Background / Facts: Pregis filed suit against Free-Flow Packaging seeking a declaratory judgment against Free-Flow’s patents directed to air-filled cushions used to fill space in shipping boxes carrying lightweight items that do not take up all the available space in a box. Pregis also took the unusual step of suing the PTO under the Administrative Procedure Act (“APA”), 5 U.S.C. §§ 701–706, to prevent the issuance of two then-pending Free-Flow patent applications. Pregis then amended its complaint to allege that the subsequent issuance of those patents by the PTO was arbitrary, capricious, an abuse of discretion or otherwise not in accordance with law. Pregis alleged that the PTO failed to discharge its statutory duty to determine whether the claims of the patents were nonobvious over the prior art as required by 35 U.S.C. § 103(a), and that the PTO’s stated reasons for issuing the patents were insufficient to support the conclusion that the allowed claims were nonobvious.
Issue(s): Whether a competitor, who has been sued as an infringer, is entitled under the APA to judicial review of the PTO’s decision to grant the patents in suit.

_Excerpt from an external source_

PR #1959, opened 2018-12-17
Fix MST pending storage

Akvinikym:
### Description of the Change

Previously, if batch was pending, and the same batch with **all** signatures comes, it went straight to the PCS. Because of that, the pending one was not removed and in theory could be replayed. Now, the system checks, if the arrived batch does already exist in MST storage, even if it has all signatures.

Holding(s): No. The APA sets forth several limitations on the grant of judicial review set out in § 702. Relevant here, the APA applies “except to the extent that – (1) statutes preclude judicial review … .” 5 U.S.C. § 701(a)(1). Additionally, the APA authorizes judicial review of final agency actions only if “there is no other adequate remedy in a court.” 5 U.S.C. § 704. The comprehensive legislative scheme of the Patent Act makes clear that it “preclude[s] judicial review” of the reasoning of PTO decisions to issue patents after examination under 35 U.S.C. § 131, and competitors have an “adequate remedy in a court” for the issuance of invalid patents.